La muerte pública
«Sea como fuere, de lo que no cabe duda es de que la muerte de quienes llevan décadas en la vida pública constituye un amargo recordatorio del destino común: su muerte es también la anticipación de la nuestra»
Comenzaba septiembre allá por 1997 y quien esto escribe, terminando ya su verano en la vieja casa familiar de la Costa del Sol, estaba decidido aquel sábado a jugar un partido de tenis en no recuerdo qué compañía. Había descubierto una rara pista de tierra en alguna recóndita urbanización de Mijas-Costa; podía reservarse en un típico pub británico situado en sus aledaños. Pero nada me había prevenido contra el espectáculo que encontré aquella mañana al adentrarme, raqueta en ristre, en la penumbra de aquel local: decenas de británicos se agolpaban en su interior y miraban el televisor con aire grave, circunspecto. Algunos me miraron con severidad; la mayoría no despegó los ojos de la pantalla. Y aunque conseguí que la dueña me diese las llaves de la pista, sentí que había profanado una ceremonia sagrada: nada menos que los funerales de Lady Di, fallecida seis días antes en París en un accidente de automóvil. Aquella retransmisión, de la que tan oblicuamente fui partícipe, representó el comienzo de una era: aquella en la que el público es incorporado de forma masiva a las exequias de las figuras públicas a través de los medios de comunicación.

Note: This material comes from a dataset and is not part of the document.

PR #135, opened 2018-02-28
Fixing issue with asserting field exists

awesomeousPrime:
At the moment, it looks like `FlexibleContext::assertFieldExists()` attempts to find all fields that are named whichever field name is specified and returns the first visible one it finds when it exists.  If none is found through this way, it attempts to try to find fields by using label names as sort of a last resort.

Recordaba vagamente haber leído entonces un artículo sobre aquel funeral del -mientras tanto- también fallecido Vicente Verdú. Internet me ha permitido encontrarlo con facilidad: Verdú hablaba de un «psicoanalisis global». No sé hasta qué punto sus conclusiones son aplicables al luto que han exhibido los españoles con motivo de la muerte del político socialista Alfredo Pérez Rubalcaba, que conserva -como sucede con tantas otras ocasiones semejantes- un punto enigmático. Podemos hablar del fin de una era, glosar el cariño público hacia su figura e incluso afirmar que la reacción ciudadana es un comentario popular sobre la mediocridad de los políticos de ahora o su renuencia a alcanzar acuerdos. Es hablar por hablar: no sabemos qué mecanismos sacan a la gente a la calle. Puede ser admiración, contagio sentimental, deseo de participar en un acontecimiento público o genuina tristeza provocada por la desaparición de un símbolo: todo es posible y yo me remito a los psicólogos.
Sea como fuere, de lo que no cabe duda es de que la muerte de quienes llevan décadas en la vida pública constituye un amargo recordatorio del destino común: su muerte es también la anticipación de la nuestra. No lo sienten así los más jóvenes, cómodos en su colchón de décadas. Pero los que vamos cumpliendo años empezamos a sentir que poco a poco desaparecen quienes iban por delante: ayer fue Ferlosio, hoy ha sido Rubalcaba, mañana será Dylan. Se trata de esa bomba de relojería de la que habla José Antonio Montano. Y yo me acuerdo de un libro terrorífico, hermoso como un ángel de Rilke: el volumen de casi 500 páginas que el filósofo ruso de origen francés Vladimir Jankélévitch dedicó a la muerte. Allí dice que la muerte empieza por ser algo que, como todo el mundo sabe, sólo sucede a los demás. Pero el tiempo pasa y a partir de un cierto momento habla de la muerte el rostro arrugado de los viejos tanto como la lozanía de los jóvenes: todo se llena de alusiones. Así comprendemos de manera íntima que «la vida personal es una carrera de algunos decenios circunscrita en el océano de la eternidad sin límites». ¡La vida iba en serio! De ahí que toda muerte sea prematura y no digamos la nuestra: quizá esa suerte que a todos aguarda sea lo que por un momento compartimos, aun sin saberlo, cuando acontecen las muertes públicas. Es como retornar, durante unas horas, a aquel pub inglés melodramático y absurdo.